Search code examples
postgresqlarchive

Postgresql WAL archive_command file compare


I have read in "PostgreSQL Replication by Hans-Jurgen Schonig", and a few places that it is best practice NOT to overwrite an archive WAL file during the execution of the archive_command - can anyone please expand on the reasons for this? and if the following scenario is valid for WAL overwriting?

I have written a script that will execute the following high level logic for an individual WAL archiving procedure:

if (/archive/00000001000000F700000067 exists and is readable) and (00000001000000F700000067 is byte by byte equal to /archive/00000001000000F700000067)
  exit with status 0
else
  if (copy 00000001000000F700000067 to /archive/00000001000000F700000067 is successful)
    if (/archive/00000001000000F700000067 exists and is readable) and (00000001000000F700000067 is byte by byte equal to /archive/00000001000000F700000067)
      exit with status 0
    else
      exit with status non-zero
  else
    exit with status non-zero

In short, this approach hopes to defend against at least the scenario where the original WAL file is archived incorrectly - the copy has valid filename but is corrupt (due to hardware failure for example).
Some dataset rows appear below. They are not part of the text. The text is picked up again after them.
PR #70, opened 2021-09-28
Introduce Provisioning Architecture Diagram

yogeshbdeshpande:


thomas-fossati:
I am not sure I understand this PR: Is this supposed to be merged without accompanying text or being referenced from existing documentation?

yogeshbdeshpande:
> I am not sure I understand this PR: Is this supposed to be merged without accompanying text or being referenced from existing documentation?

This is just a place holder so that we do not lose this. Yes eventually this will be embedded in a suitable text to be referred!

thomas-fossati:
> > I am not sure I understand this PR: Is this supposed to be merged without accompanying text or being referenced from existing documentation?
> 
> This is just a place holder so that we do not lose this. Yes eventually this will be embedded in a suitable text to be referred!

OK, let's track that future activity in a task though, otherwise in a couple of weeks this ends up being a mystery object :-)

yogeshbdeshpande:
> > > I am not sure I understand this PR: Is this supposed to be merged without accompanying text or being referenced from existing documentation?
> > 
> > 
> > This is just a place holder so that we do not lose this. Yes eventually this will be embedded in a suitable text to be referred!
> 
> OK, let's track that future activity in a task though, otherwise in a couple of weeks this ends up being a mystery object :-)

Agree, tracked it via : https://github.com/veraison/veraison/issues/71

thomas-fossati (commented):
As discussed, let's have only one (editable PNG), not both.  Otherwise we can run into consistency troubles.

yogeshbdeshpande:
> As discussed, let's have only one (editable PNG), not both. Otherwise we can run into consistency troubles.

Agree, let me introduce this!

thomas-fossati (approved):
fantastic, thanks!

PR #74, opened 2021-10-06
Provisioning Interface for Endorsement Store

yogeshbdeshpande:
Initial Feedback is Welcome!


endorsement/storeapi.proto
```diff
@@ -43,6 +43,76 @@ message OpenArgs {
...
 }
+message SwComponentID {
+    common.TokenFormat type = 1;
+    google.protobuf.Struct id = 2;
+}
+// SwComponentInfo defines the structure of a single Software Component 
+// identified by a SoftwareComponent Identifer.
+message SwComponentInfo {
+    SwComponentID comp_id = 1;
+    google.protobuf.Struct comp_meta = 2;
```
thomas-fossati, line 54: we can simply call these `id` and `meta`

endorsement/storeapi.proto
```diff
@@ -43,6 +43,76 @@ message OpenArgs {
...
+    SwComponentID comp_id = 1;
+    google.protobuf.Struct comp_meta = 2; 
+}
+
+message AddSwComponentArgs {
+    repeated SwComponentInfo info = 1;
+}
+
+message GetSwComponentArgs {
+    string software_comp_id = 1;
```
thomas-fossati, line 62: we can simply call this `id`

endorsement/storeapi.proto
```diff
@@ -43,6 +43,76 @@ message OpenArgs {
...
+}
+
+message GetSwComponentRsp {
+    SwComponentInfo sw_component = 1;
+    int32 error_value = 2;
+    string error_detail = 3;
+}
+
+enum TaType {
+    UNSPEICIFIED = 0;
```
thomas-fossati, line 72: typo: `UNSPECIFIED`

endorsement/storeapi.proto
```diff
@@ -43,6 +43,76 @@ message OpenArgs {
...
+    KEY = 1;
```
thomas-fossati, line 73: "KEY" is a tad too generic, unless we rely on the PEM encoded value to also carry type information.  But if the latter, we'd maybe want to drop TaType altogether.

endorsement/storeapi.proto
```diff
@@ -43,6 +43,76 @@ message OpenArgs {
...
+    CERTIFICATE = 2;
+    INVALID = 3;
```
thomas-fossati, line 75: if we want this to be extensible we should move INVALID to the end of the type range

endorsement/storeapi.proto
yogeshbdeshpande: There is already an "id" inside the SwComponentID, hence this way of representation!

endorsement/storeapi.proto
yogeshbdeshpande: Good catch!

endorsement/storeapi.proto
yogeshbdeshpande: See https://github.com/veraison/veraison/issues/75 raised for this item

thomas-fossati: ok, one thing though: CERTIFICATE should probably be CERTCHAIN

endorsement/storeapi.proto
```diff
@@ -59,7 +59,7 @@ message AddSwComponentArgs {
 }
 
 message GetSwComponentArgs {
-    string software_comp_id = 1;
+    string id = 1;
```
thomas-fossati, line 62: this should be SwComponentID

yogeshbdeshpande: Why?

endorsement/storeapi.proto
yogeshbdeshpande: Yes, I noticed it already, will correct it!

endorsement/storeapi.proto
thomas-fossati: the id format is structured

endorsement/storeapi.proto
```diff
@@ -43,6 +43,76 @@ message OpenArgs {
...
+    SwComponentID comp_id = 1;
+    google.protobuf.Struct comp_meta = 2; 
+}
+
+message AddSwComponentArgs {
+    repeated SwComponentInfo info = 1;
+}
+
+message GetSwComponentArgs {
+    SwComponentID id = 1;
```
thomas-fossati, line 62: In a previous comment you said _"There is already an "id" inside the SwComponentID, hence this way of representation!"_ which seems to apply here as well, right?  Should we call this `comp_id` as we do in `SwComponentInfo`?

endorsement/storeapi.proto
```diff
@@ -43,6 +43,76 @@ message OpenArgs {
...
+}
+
+message GetSwComponentRsp {
+    SwComponentInfo sw_component = 1;
```
thomas-fossati, line 66: this doesn't look entirely right.  ISTM we should return meta and leave id out?

endorsement/storeapi.proto
thomas-fossati: Unresolving because I think CERTCHAIN is important.  If you don't think so please explain why.

endorsement/storeapi.proto
```diff
@@ -43,6 +43,76 @@ message OpenArgs {
...
+
+enum TaType {
+    UNSPECIFIED = 0;
+    KEY = 1;
+    CERTIFICATE = 2;
+    INVALID = 255;
+}
+
+message TrustAnchorID {
+    common.TokenFormat type = 1;
```
thomas-fossati, line 79: We should be concerned with endorsement format rather than the evidence format.

endorsement/storeapi.proto
```diff
@@ -43,6 +43,76 @@ message OpenArgs {
...
+    // Trust Anchor ID assumes a form based on the type of TokenFormat
+    google.protobuf.Struct id = 2;
+}
+
+message TrustAnchorValue {
+    TaType type = 1;
+
+    // The value is the actual trust anchor. It is a map with
+    // key-value pairs of TA. What part comprise of a trust anchor value 
+    // is defined by the type.
```
thomas-fossati, line 90: this comment is not very clear, I suggest some polishing, or even removing since it's pretty clear how this is supposed to work.

endorsement/storeapi.proto
```diff
@@ -43,6 +43,76 @@ message OpenArgs {
...
+    google.protobuf.Struct value = 2;
+}
+
+// Trust Anchor Info holds information about a Trust Anchor
+// A Trust Anchor is uniquely identified by a Trust Anchor ID, while
+// the actual Trust Anchor is conveyed via TrustAnchorValue
```
thomas-fossati, line 96: I don't think this comment is adding any useful information on top of what is already a very clear struct layout. Suggest removing it.

endorsement/storeapi.proto
```diff
@@ -53,5 +123,13 @@ service Fetcher {
     rpc GetEndorsements(GetEndorsementsArgs) returns (GetEndorsementsResponse);
 }
 
-
+// Provisioner is the Service end point that is used to provision
+// Software Components and Trust Anchors to and from
+// the Endorsement Store
```
thomas-fossati, line 128: "provision from" is not correct.  In general, I don't think these comments are very helpful.  I suggest we just drop them.

endorsement/storeapi.proto
yogeshbdeshpande: Good Point, I can change this to be consistent!

endorsement/storeapi.proto
thomas-fossati: >  It is effectively a single unit!

why?  Sorry I don't get this.

endorsement/storeapi.proto
```diff
@@ -43,6 +63,62 @@ message OpenArgs {
...
+
+message AddTrustAnchorArgs {
+    repeated TrustAnchorInfo trust_anchors = 1;
+}
+
+message GetTrustAnchorArgs {
+    TrustAnchorID trust_id = 1;
+}
+
+message GetTrustAnchorRsp {
```
thomas-fossati, line 117: align typographic conventions with existing GetEndorsements: `GetTrustAnchorResponse`

endorsement/storeapi.proto
```diff
@@ -43,6 +63,62 @@ message OpenArgs {
...
+
+message AddSwComponentArgs {
+    repeated SwComponentInfo info = 1;
+}
+
+message GetSwComponentArgs {
+    SwComponentID comp_id = 1;
+}
+
+message GetSwComponentRsp {
```
thomas-fossati, line 85: let's align typo conventions with existing GetEndorsements: `GetSwComponentResponse`

endorsement/storeapi.proto
```diff
@@ -43,6 +63,62 @@ message OpenArgs {
...
+}
+
+message GetTrustAnchorArgs {
+    TrustAnchorID trust_id = 1;
+}
+
+message GetTrustAnchorRsp {
+    TrustAnchorValue value = 1;
+    int32 error_value = 2;
+    string error_detail = 3;
```
thomas-fossati, line 120: these two should go first (renumber)

endorsement/storeapi.proto
```diff
@@ -43,6 +63,62 @@ message OpenArgs {
...
+}
+
+message GetSwComponentArgs {
+    SwComponentID comp_id = 1;
+}
+
+message GetSwComponentRsp {
+    google.protobuf.Struct comp_meta = 1;
+    int32 error_value = 2;
+    string error_detail = 3;
```
thomas-fossati, line 88: these two should go first

endorsement/storeapi.proto
```diff
@@ -43,6 +63,62 @@ message OpenArgs {
...
+    google.protobuf.Struct value = 2;
+}
+
+message TrustAnchorInfo {
+    TrustAnchorID id = 1;
+    TrustAnchorValue value = 2;
+}
+
+message AddTrustAnchorArgs {
+    repeated TrustAnchorInfo trust_anchors = 1;
```
thomas-fossati, line 110: What does it mean to Add multiple TAs in one go?  I am not sure I understand the use case for this.

thomas-fossati (commented):
I have left a number of mostly editorial comments to align with Sergei's conventions.

Two high level comments:

* Do we want error_value values to be defined as part of the interface?  Or are they defined on top of the transport containers in a wrapping library?

* We should probably have Meta added to TA and SwComp to deal with Information that isn’t part of the value per se but can be useful for other purposes, e.g.: defining update/patch relations, invalidating entries (e.g., known bad values, revoked keys)

endorsement/storeapi.proto
yogeshbdeshpande: ok

endorsement/storeapi.proto
yogeshbdeshpande: Agree, but what are the chances of failure use case you depicted and losing the entire payload versus the benefit of adding in single message.
Protobuf is precisely very good at such serialization! Hence I see a value in adding the interface like this!

thomas-fossati: > Processing cost: Its fairly obvious that if the information is present to the sender, it is much more efficient to send it in one bundle against repeated messages of the same nature over the wire!

of course, at a micro-optimisation level there is no question.  But how that impacts on the overall processing is impossible to estimate at this point in time.  IOW, how do we know this is going to be a bottleneck?  And the answer is until we measure, we can't know.

> Interface correctness and ergonomics are not compromised laying out interface in this manner!

They are, as I have explained above.

> I am opposed to adding an Identical message : _AddManyTrustAnchors_ interface, as it duplicates the existing interface with no added value. if one trust anchor is needed, the count can be one, if more than one then the count can be much more!

Ditto.

> The same principle has been followed in Software Components also!

I don't think the analogy is not correct, because SwComponents (AFAIU) are bundled around the same "update" block, so it makes sense to cluster them and make them share fate within the same transaction.

> The interface is adding flexibility to set multiple items of identical type in the interface!

See above.

thomas-fossati:
> > * we want error_value values to be defined as part of the interface?  Or are they defined on top of the transport containers in a wrapping library
> 
> This depends on the what we define as Error Value. If this is per message specific, with value tied to semantic then this is the right place for it to be! It is more coupled to the message specifics!

As discussed, I think this may also be approached in a more generic way, by establishing broad error categories that are valid for each RPC endpoint rather than being per-endpoint.  The simplest would be only have a binary signal, i.e., to transform `int error_value` into `bool success`, and let `string error_details` encode the human-readable description of what happened.
```
Error {
  bool success,
  string details,
}
```
A slightly richer solution could allow distinguishing errors that depend on client input from those that are purely server-side problems (e.g., temporary unavailability of a needed resource).  Note that this could be built on top of the previous by adding a `Category` (maybe using distinct ranges) enum :
```
Error {
  bool success,
  string details,
  Category {
    CLIENT,
    SERVER_TEMPORARY,
    SERVER_PERMANENT,
    etc.
  } category,
}
```

endorsement/storeapi.proto
```diff
@@ -42,7 +42,7 @@ message GetEndorsementsArgs{
 }
 
 message Response {
-    int32 error_value = 1;
+    bool result = 1;
     string error_detail = 2;
```
thomas-fossati: I wonder if we should define a top-level Status message that we can extend independently

endorsement/storeapi.proto
```diff
@@ -44,6 +63,58 @@ message OpenArgs {
...
 }
 
+message SwComponentID {
+    AttestationFormat type = 1;
+    google.protobuf.Struct parts = 2;
+}
+
+message SwComponent {
+    SwComponentID id = 1;
+    google.protobuf.Struct meta = 2;
```
thomas-fossati, line 73: I thought we agreed on having meta in addition to the (id, value), similar to TrustAnchor.

endorsement/storeapi.proto
```diff
@@ -5,10 +5,30 @@ option go_package = "github.com/veraison/endorsement";
...
+	// PSA-IOT is the PSA attestation format (based on:
+	// https://developer.arm.com/architectures/architecture-security-features/platform-security)
+	PSA_IOT = 1;
+
+	// DICE is the attestation format based on the TCG DICE specification
+	// https://trustedcomputinggroup.org/wp-content/uploads/TCG_DICE_Attestation_Architecture_r22_02dec2020.pdf
+	DICE = 2;
+}
+
+enum TaType {
```
setrofim, line 10: I would spell the name out fully -- ``TrustAnchorType``; it's not that long, and is a lot clearer at a glance.

common/evidence.go
```diff
@@ -14,11 +14,11 @@ type EvidenceContext struct {
 	// extracted. This is used to specify how the Evidence structure should
 	// be interpreted, and to identify which endorsements will be necessary
 	// for verification.
-	Format TokenFormat `json:"token_format"`
+	Format AttestationFormat `json:"token_format"`
```
setrofim, line 17: Should rename JSON field as well.

thomas-fossati (approved):
Thanks!

Issue #3, opened 2019-03-05
Allow inserting and reading NULL values


moigagoo:
Currently, Nim's stdlib db_* modules don't support `NULL` values. There're a few working solutions, we should investigate further: https://forum.nim-lang.org/t/4693#29301

- [x] SQLite
- [ ] Postgres

JohnAD:
@moigagoo,

I've struggled with this issue in other contexts and I've come up with another awkward solution: I wrote a universal macro wrapper library called UR. But, just like using Options[T], it is kind of overkill in a lot of cases. But if curious: https://github.com/JohnAD/ur

But, I'd like to suggest a simpler answer: creating a "dynamic"-ish data type to compliment the basic datatypes. And, do this for people programming Nim in general: not just for this library. I spent a few hours creating a quick proof-of-concept at https://github.com/JohnAD/nullable   (Despite appearance, it's not a library yet.) Just look at the `nullable.nim` file to get an idea of what I'm talking about.

So, instead of this:

``` nim
db("petshop.db", "", "", ""):     # Set DB connection credentials.
  type                            # Describe object model in an ordinary type section.
    User = object
      age: int 
      name {.
        formatIt: capitalize(it)  # Guarantee that ``name`` is stored in DB capitalized.
      .}: string
```

The programmer could do this:

``` nim
db("petshop.db", "", "", ""):     # Set DB connection credentials.
  type                            # Describe object model in an ordinary type section.
    User = object
      age: Nint 
      name {.
        formatIt: capitalize(it)  # Guarantee that ``name`` is stored in DB capitalized.
      .}: Nstring
```

Now, the programmer can still do non-null, albeit in a awkward way in nim 0.19.4 **:

``` nim
withDb:                           # Start a DB session.
  createTables(force=true)        # Create tables for all objects. Drop tables if they exist.

  var bob = User(                 # Create a ``User`` instance as you normally would.
    name: parse("bob"),                  # Note that the instance is mutable. This is mandatory!
    age: parse(23)
  )
  bob.insert()  
```

The programmer can still do math, etc using the libraries overloading operators.

And now nulls could be made to work:

``` nim
withDb:                           # Start a DB session.
  createTables(force=true)        # Create tables for all objects. Drop tables if they exist.

  var bob = User(                 # Create a ``User`` instance as you normally would.
    name: Null(),                  # We are inserting a null!
    age: parse(23)
  )
  bob.insert()  
```

Thoughts?

[...]

PR #15, opened 2019-05-25
[WIP] Add support for MongoDB

JohnAD:
This is work-in-progress PR; so definitely don't accept it! It is simply so that you can watch progress as I work on adding support for MongoDB.

The first change is a tiny one: I've added object support for `Oid` from the nim standard library. MongoDB uses oids for standard identification, so is critical for basic use.

With conditional compilation on production releases, an app does does not use an oid should not see an increase in code size. I want to verify that later.

### DIFF
--- a/src/norm/rowutils.nim
+++ b/src/norm/rowutils.nim
@@ -2,10 +2,9 @@ import strutils, sequtils
 import sugar
 import macros; export macros
 import typetraits
+import oids, times
 
 import objutils, pragmas, universal
-
-import oids
 
 type Row = seq[string]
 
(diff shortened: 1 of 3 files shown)


src/norm/rowutils.nim
```diff
@@ -2,11 +2,11 @@ import strutils, sequtils
 import sugar
 import macros; export macros
 import typetraits
-import oids, times
+import oids, times, options
 
 import objutils, pragmas, universal
 
-type Row = seq[string]
+type Row = seq[Option[string]]
```
moigagoo: @JohnAD not really sure this is a good idea... We're fundamentally changing the way Rows are treated, breaking compat with db_* modules, rewriting all code that handles Rows, all for the _optional_ feature of null checks...

However, as a temporary hack it's OK as far as it helps you move forward. I'd love to see the complete PR, maybe it'll all make sense in the right context.

JohnAD: I will be curious as to how they fix the db_* libraries. Since `nil` is being deprecated they need to find another way to handle nulls. For now, this will work, sort of, for MongoDB dev.

Whatever they come up with, I agree it's best to match their new null-handling technique.

JohnAD:
As mentioned in #3 I'm closing this PR. I'll starting a new PR based on `develop` branch later.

My understanding of the WAL archiving process in this instance:

  • The archive_command will return non-zero exit status during the byte-for-bye comparison after the copy procedure (let us assume the copy procedure has a false success response)
  • According to the documentation, upon non-zero exit_status WAL archiving will be re-attempted indefinitely - a second attempt of WAL archiving should occur
  • The archive_command will recognize that the existing archive WAL does not match the current WAL byte-wise
  • The copy procedure will occur a second time, hopefully overwriting the corrupt file
  • exit_status 0 in the event of a success comparison of the files, otherwise this process will be repeated

There is a very minor overhead involved with the comparison (which I may update to md5 check), can anyone see any problems that can arise from such an approach? or recommend anything further?

Thank you


Solution

  • If I read your pseudo-code correctly, you'll overwrite WAL segments in the archive if they are not identical to your current WAL-to-be-archived.

    The problem with that is that WAL archives are very important information, and you are scribbling over an archived WAL segment that somebody wrote before. If there is a misconfiguration where two PostgreSQL clusters write to the same archive directory by mistake, the WAL archive will be clobbered.

    It would be better to stop archiving in that case and alert an administrator.